11 March 2014

Tanzania: Thumbs Up for UDA

THE government has strongly warned privatised parastatal organisations that have failed to meet their contractual obligations and the expected delivery standards.

The warning was sounded by the Deputy Minister for Transport, Dr Charles Tizeba, in Dar es Salaam over the weekend at a function, where he witnessed acquisition of 175 buses by Usafiri Dar es Salaam (UDA) Company.

UDA was among 400-plus firms then owned by the government following its decision in February 1967, to put all the strategic commercial activities of the economy under state control.

The move saw the establishment of numerous parastatal enterprises in all sectors of the economy, ranging from agriculture, finance, manufacturing, construction, tourism to transport. However, some two decades later, it turned out to be impossible for the government to manage heavy investments in parastatals without difficulties, both financial and managerial.

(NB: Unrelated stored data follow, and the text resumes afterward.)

PR #46, opened 2026-08-02
Trim verbose comments to non-obvious why only

YeapJieShen:
**PR 2 of a stack — bases off #45, not `main`.** Merge #45 first.

## What

Comments and docstrings drifted verbose: multi-paragraph inline essays, docstring prose restating what the next line plainly does, and the `name (type): The <name> to use.` pattern that just re-spells the parameter. This trims to the project's standing rule — **comments explain non-obvious *why* only**.

**15 files, +252 / −510.**

## What was deliberately kept

Terseness was not allowed to cost the hard-won reasons. Explicitly preserved: `sisr/cache.py`'s torch-free constraint, the LMDB `.copy()` use-after-free note in both dataset modules, the deliberately-uncached random crop, `sisr/export.py`'s `dynamo=False` and its scoped warning filters, `SRCheckpoint`'s `/`-sanitisation, and the `validate_against`-not-`__post_init__` reasoning.

`sisr/training/config.py` and the two model `config.py` files were left essentially untouched — their docstrings are dense but carry paper-specific values, not signature restatement.

## Public API kept its `Args:` blocks

An initial pass over-corrected and stripped `Args:` blocks wholesale; that was walked back. The rule applied: **public API keeps a complete `Args:` block** — every parameter documented, wording compressed (dropping the redundant `(type)` restatement the annotation already carries). Private `_`-prefixed helpers may collapse to one line or nothing. Never a partial block.

Worth noting: **ruff cannot enforce this.** `select` has no `D` rules, and even with them, D417 fires only on *partially* documented functions — a fully deleted `Args:` block passes. Verified empirically. Adding scoped `D` rules is queued separately, with that limitation recorded.

## Verification

Beyond the suite, the no-behaviour-change claim is **proven, not asserted** — comments never reach the AST, so every changed `.py` file was parsed at both revisions, docstring nodes stripped, and `ast.dump()` compared:

```
PASS — all 13 changed .py files are AST-identical
```

A second check confirmed the `Args:` walk-back landed: of 70 public callables with parameters, none lost a block it previously had.

- `332 passed, 1 skipped` (the skip is `test_imresize.py`'s byte-equality check — `data/reference` is gitignored and absent from the worktree; it runs in a normal checkout)
- `ruff check` clean, `ruff format --check` clean

## One removal worth flagging

The `(confirmed here: RTX 5060 Laptop, sm_120 Blackwell)` provenance was cut from the `matmul_precision` comment in both templates. That is correct but incidental — the provenance was vouching for a speedup that INIT.12 measured as a **no-op** on these conv stacks. Fixing the surrounding claim is queued as a separate docs change.

### DIFF
--- a/sisr/cache.py
+++ b/sisr/cache.py
@@ -32,8 +32,8 @@ class LMDBCacheBuildContext:
     Provides helpers for writing data into the LMDB being built.
 
     Args:
-        env (lmdb.Environment): The open LMDB environment (writable).
-        use_tqdm (bool): Whether progress bars should be displayed.
+        env: The open, writable LMDB environment.
+        use_tqdm: Whether to display progress bars.
     """
 
     def __init__(self, env: lmdb.Environment, use_tqdm: bool = False):
@@ -44,7 +44,7 @@ class LMDBCacheBuildContext:
         """Writes a batch of key-value pairs in a single transaction.
 
         Args:
-            pairs (Sequence[tuple[str, bytes]]): Sequence of ``(key, value)`` tuples to write.
+            pairs: Sequence of ``(key, value)`` tuples to write.
         """
         txn = self.env.begin(write=True)
         for key, value in pairs:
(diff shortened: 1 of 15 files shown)


YeapJieShen (commented):
Human reviewed, all good.

PR #1086, opened 2024-08-21
fix(alt-text-dialog): flat style margin top

GeopJr:
For some reason, the scrolledwindow having a margin top makes the undershoot appear with a padding

https://gitlab.gnome.org/Teams/Circle/-/issues/193#note_2202009


alice-mkh:
Yeah, undershoot is a part of the scrolled window, not of the toolbar view or the header bar. So it's whenever your scrolled window ends

GeopJr:
Thanks for the info!

PR #1087, opened 2024-08-21
feat(MainWindow): replace navigation stack when going back to start

GeopJr:
Can't remember if there was a reason we popped everything instead of replacing. The current popped signal handler is only used for widget focus wizardy, maybe we should just call on_popped in go_back_to_start?

This removes the back animation
https://gitlab.gnome.org/Teams/Circle/-/issues/193#note_2202009


alice-mkh:
Yup, that's precisely the kind of thing replace() is for ^^

PR #1099, opened 2024-09-02
feat(mv): audio visualizer

GeopJr:
I learnt more about gstreamer than I thought I would going into this...

Okay so, audio visualizer. Originally used cairo but converted it to snapshots because getting paintables into an imagesurface is more complicated than expected

If there's a thumbnail, it uses it + its blurhash to get the average color and themes the visualizer accordingly. If the color is too dark, it lightens it up.

https://github.com/user-attachments/assets/da4d77c8-96ce-4923-a5f6-490f5846a340

If there's no thumbnail, it will attempt to use the author's avi. I decided to go with accent color for the visualizer. With adw 1.6 we can get the custom ones too.

https://github.com/user-attachments/assets/5415a5ab-9d5c-4bc9-9aa9-b794a2d5b980

TODO:

- [x] hide controls on non-movement
- [x] leak test
- [x] test mv on multi-format media
- [x] flatpak + meson for gstreamer
- [x] adw 1.6 accent on non-thumbnail
- [x] fix any deprecation warnings if possible
- [x] keyboard shortcuts
- [x] volume slider adjustment feels too large?
- [x] insensitive until ready?

### DIFF
--- a/.github/workflows/msys2.yml
+++ b/.github/workflows/msys2.yml
@@ -20,7 +20,7 @@ jobs:
         with:
           msystem: mingw64
           update: true
-          install: git make zip wget mingw-w64-x86_64-meson mingw-w64-x86_64-gcc mingw-w64-x86_64-vala mingw-w64-x86_64-libsoup3 mingw-w64-x86_64-libxml2 mingw-w64-x86_64-gtksourceview5 mingw-w64-x86_64-webp-pixbuf-loader mingw-w64-x86_64-libadwaita mingw-w64-x86_64-libgee mingw-w64-x86_64-json-glib mingw-w64-x86_64-libsecret mingw-w64-x86_64-desktop-file-utils mingw-w64-x86_64-imagemagick mingw-w64-x86_64-icu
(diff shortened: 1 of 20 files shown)


GeopJr:
Wondering if I should introduce gstreamer as a required dependency or not

GeopJr:
cc: @bragefuglseth if you have any design input on the visualizer

Fwiw this is mastodon web and twitter


https://github.com/user-attachments/assets/604a837c-5a78-46f9-a759-0f15828506eb


https://github.com/user-attachments/assets/addb02ae-3ae6-497b-98f8-69d1093d99c8

bragefuglseth:
This looks cool! Great initiative.

One thing that stands out to me is that the up/downscaling of the circle feels a little exaggerated; I'd maybe decrease its max size to about half of what it is currently.

To make the color blend better with the pitch black background, maybe the circle could also be made partially transparent (0.5)?

bragefuglseth:
The color change is good.

Just built and tested the PR, and I found that something closer to the original height makes a lot more sense when you're actually hearing the sound. The silent preview clips threw me off :D

I set MAX_CIRCLE_HEIGHT to 1024, and that seems to work well.

Issue #173, opened 2023-04-07
[Request]: Ability to specify the focal point of each image being attached when posting a status / toot


nekohayo:
### Describe the request

Since you can't know what the heck Mastodon is going to do to your images, you often have to click into the image to set the focal point while you are creating (or [editing](https://github.com/GeopJr/Tuba/issues/172)) a status. This controls, among other things, the portion of the image that gets shown in the cropped/partial (non-expanded) thumbnails in the timeline.

It would be awesome if Tuba would support setting and displaying this (I noticed that Tuba does not render the panned position of the thumbnail correctly for posts made by Mastodon's web UI with the focal point set).

Mastodon documentation on the matter:

* [Guidelines and best practices - focal points](https://docs.joinmastodon.org/api/guidelines/#focal-points)
* [Media API methods - Form data parameters](https://docs.joinmastodon.org/methods/media/#form-data-parameters)

I have no idea if other protocols support this.

### Implementation Details

- [ ] This should be an option in settings.
- [ ] This should be only available to some fediverse backends. (Include which ones on the above field).
- [ ] This is client-only (and shouldn't sync with the instance).
- [X] This follows the [GNOME HIG](https://developer.gnome.org/hig/).

PR #1101, opened 2024-09-06
feat(composer): focus picker

GeopJr:
## The focus picker

Mastodon allows you to pick the thumbnail focus of your attachments. It's based on https://github.com/jonom/jquery-focuspoint#1-calculate-your-images-focus-point

The focus point is communicated in the form of coordinates:

image

(0,0) being the center of the image, (1,1) the top right corner and (-1,-1) the bottom left one

The FocusPicker widget is responsible for displaying an image and moving the picker but also for calculating this mess.

API coordinates <=> width, height coordinates

The width,height coordinates have to be recalculated when the window gets resized (etc) so it stays in place as the image also gets resized

Mastodon also does this thing where you can focus outside of the image - even though the actual coordinates are image size based, as seen in its preview:

image

Enough talk, demo:

https://github.com/user-attachments/assets/08f29073-f2a7-4c6b-8039-35359e53494c

Notice how it stays in position between resizing, plus it stays in the limits of the image

TODO:

- [x] Finish the dialog
- [x] Accessibility (probably a scale for keyboard navigation)
- [x] Sends the coordinates to the API
- [x] Re-use the coordinates on edit (will probably have to make the pos_x/y props public or a helper function)
- [x] Select an actual good looking picker and make it circular 
- [x] Hide picker overflow on bottom and right (shouldnt be visible outside the picture)

fix: #173


GeopJr:
I think it's almost done, not really sure about the picker anymore but :shrug: 

This needs fixing too:

image


https://github.com/user-attachments/assets/61d1f998-6f41-438c-bd2b-7ca53f7385f8

GeopJr:
@rmader is there something broken with the focus picker?

GeopJr:
No worries about the noise! I assume it was the AudioVisualizer's adw 1.6 accent colors, I guess-worked how the binding *should* look like on release but I was wrong (actually I'm right and the bindings are incomplete but I'm not going to argue (`accent_color_rgba` should have been a property, instead I have to call the getter `get_accent_color_rgba()`))

PR #1113, opened 2024-09-14
feat(explore): link timelines

GeopJr:
The upcoming mastodon versions adds link timelines. That required quite a bit of refactoring as we now need a nested button to access them.

So preview cards were split to preview card (status sub-widget), preview card internal and preview card explore.

TODO: figure out when link timelines are available. To that I think the new api_versions of instance v2 could be helpful.


GeopJr:
locked to api_versions mastodon >=1

that is not 100% accurate, as link timelines work on tech.lgbt (glitch-soc) even though the api_versions commit hasnt made it in yet.

PR #1118, opened 2024-09-20
feat(ci): Post GNOME 47 runtime updates

Rafostar:
With GNOME 47 runtime, latest GStreamer version is included so we do not have to build anything else for Clapper anymore. Remove GStreamer from CI building and move Clapper to main manifest where all the other sources are.

GNOME 47 runtime is based on Freedesktop runtime 24.08, so we should be using a ffmpeg-full version made for this parent runtime.


Rafostar:
Huh. Seems that flatpak-builder in git already has 47 (and its in README), but stable release from git actions marketplace does not. We can either wait with this MR until its updated in marketplace or just drop last commit and continue with 43 for now...

GeopJr:
Awesome, thanks!

> just drop last commit and continue with 43 for now...

Yeah, just drop it. The action version has little to do with the actual runtimes. The main branch already depends on GNOME 47's libraries!

Rafostar:
OK. Lets just update the builder action while at it.

Rafostar:
Tested with Builder and works great. :+1: 
I also fixed MPRIS permission that we missed last time while adding multiple instances support.

GeopJr:
Thank you so much! I'll probably include it in the main flatpak in the next release :)

Rafostar:
> I'll probably include it in the main flatpak in the next release

Awesome, but... there still isn't a Clapper stable that would have downloads cache ability unfortunately :disappointed: (it helps a lot for looping "GIF-videos").

GeopJr:
I don't have a schedule for the next release, but I can switch the flatpak to Clapper whenever cache makes it to stable without having to make a new Tuba release (since we've already implemented everything on Tuba's side)!

Issue #1122, opened 2024-09-22
[Bug]: Images going fullscreen and back animate to stretched fullscreen rather than to target best fit size


YaLTeR:
### Describe the bug

When clicking on an image, it crossfades into a fullscreen media viewer, but the image itself crossfades into a fullscreen stretch. Instead, it should crossfade into its target best fit location.

### Steps To Reproduce

1. Click on some image whose aspect ratio significantly mismatches the Tuba window aspect ratio.

### Logs and/or Screenshots

https://github.com/user-attachments/assets/2eb7a714-f174-4f38-b7ba-e7155011eee5

You can see the problem clearly on freeze frames like:

![mpv-shot0001](https://github.com/user-attachments/assets/132d6d16-4bf2-4079-9f15-c94fbbcb5c91)

### Instance Backend

Mastodon

### Operating System

Fedora 40 Silverblue

### Package

Flatpak

### Troubleshooting information

os: GNOME 46 (Flatpak runtime)
prefix: /app
flatpak: true
version: 0.8.4 (production)
gtk: 4.14.5 (4.14.4)
libadwaita: 1.5.4 (1.5.3)
libsoup: 3.4.4 (3.4.4)
libgtksourceview: 5.12.1 (5.12.1)

GeopJr:
My initial thought is that it's not worth it (unless I'm misunderstanding what the desired outcome is).

As it stands, the ScaleRevealer (the 'animation'), works by snapshotting the source widget and the target widget and crossfading between them.

The main issue is that there are way too many moving parts to have an 'expand to target size' animation work reliably and seamlessly.

From Tuba's side, there are options to letterbox attachment thumbnails and not enlarge media in the media viewer. That means that when viewed in the media viewer, images can actually be smaller than that the thumbnail.

From fedi backends' side, thumbnail sizes might differ from the full-size attachment, video thumbnails are often square and do not match the first frame of the video. Audio files usually don't have thumbnails and the media viewer will display an audio visualizer anyway.

I can play around with it and see if maybe snapshotting the child widgets or maybe changing when the crossfade starts will have a nicer effect, but I'd rather avoid doing more complex snapshot manipulation

YaLTeR:
Hm, I understand that there are difficulties here, but maybe preserving the thumbnail aspect ratio during the crossfade would already make it better?

GeopJr:
[...]

PR #1125, opened 2024-09-22
feat(ScaleRevealer): finish crossfade early

GeopJr:
fix: #1122 ?

Previously the transition would crossfade between the source widget (attachment) and the target one (mediaviewer) relatively to the transition progress. That creates a seamless transition between them. However as shown on #1122, it also creates an unintended effect around the middle point.

For context, the media viewer's black background's opacity is also relative to the animation.

This PR changes it so as long as the animation progress is over 20%, it won't crossfade. This still looks a bit off, maybe just to me because I've seen it in slow mode.

Another idea would be to make the media viewer's background's opacity get darker sooner so the distorted snapshot of the attachment is not that visible?

whichever the path forward might be, this PR can be optimized further so it's a draft. (we can skip snapshoting the source on over 20% since the fade effect is done).

### DIFF
--- a/src/Widgets/ScaleRevealer.vala
+++ b/src/Widgets/ScaleRevealer.vala
@@ -138,12 +138,9 @@ public class Tuba.Widgets.ScaleRevealer : Adw.Bin {
 			warning ("The source widget texture is None, using child snapshot as fallback");
 			this.snapshot_child (this.child, snapshot);
 		} else {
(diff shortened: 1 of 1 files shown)


GeopJr:
Made it ease in-out so it hits more progress points, made progress limit 0.3 and optimized snapshoting to skip the whole cross fading process as we only need to snapshot the child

The heavy reliance of the parastatals on the exchequer caused a lot of concern and pressure on the need for change of policy. And in early 1992, the government initiated structural reforms that witnessed massive privatisation.

It was, however, underscored that the privatisation programme must maintain earlier goals of delivering services, including financial, transport and construction to the public.

In the words of Dr Tizeba, it is indeed encouraging to note that private firms like Simon Group, the current operators of UDA are functioning well. The company has plans to increase its fleet of buses of different types to 3,000 in the near future, where its target is to have at least 1,000 vehicles by the end of this year.

This apparently sounds to be a very tall order or overly ambitious programme for a Tanzanian firm, but so far there are signs that things are on track.

It is hoped that such firms will continue getting due support from the public, government and other relevant institutions to make it successful in the country and beyond.

The unfolding story at UDA should be taken as the beginning of major successes by former parastatals, which in 1970s and 1980s dominated many sectors of the economy, created a lot of wealth and provided jobs to thousands of people.

Important progress has so far been made in the banking and insurance industry and many others following deep involvement of the private sector.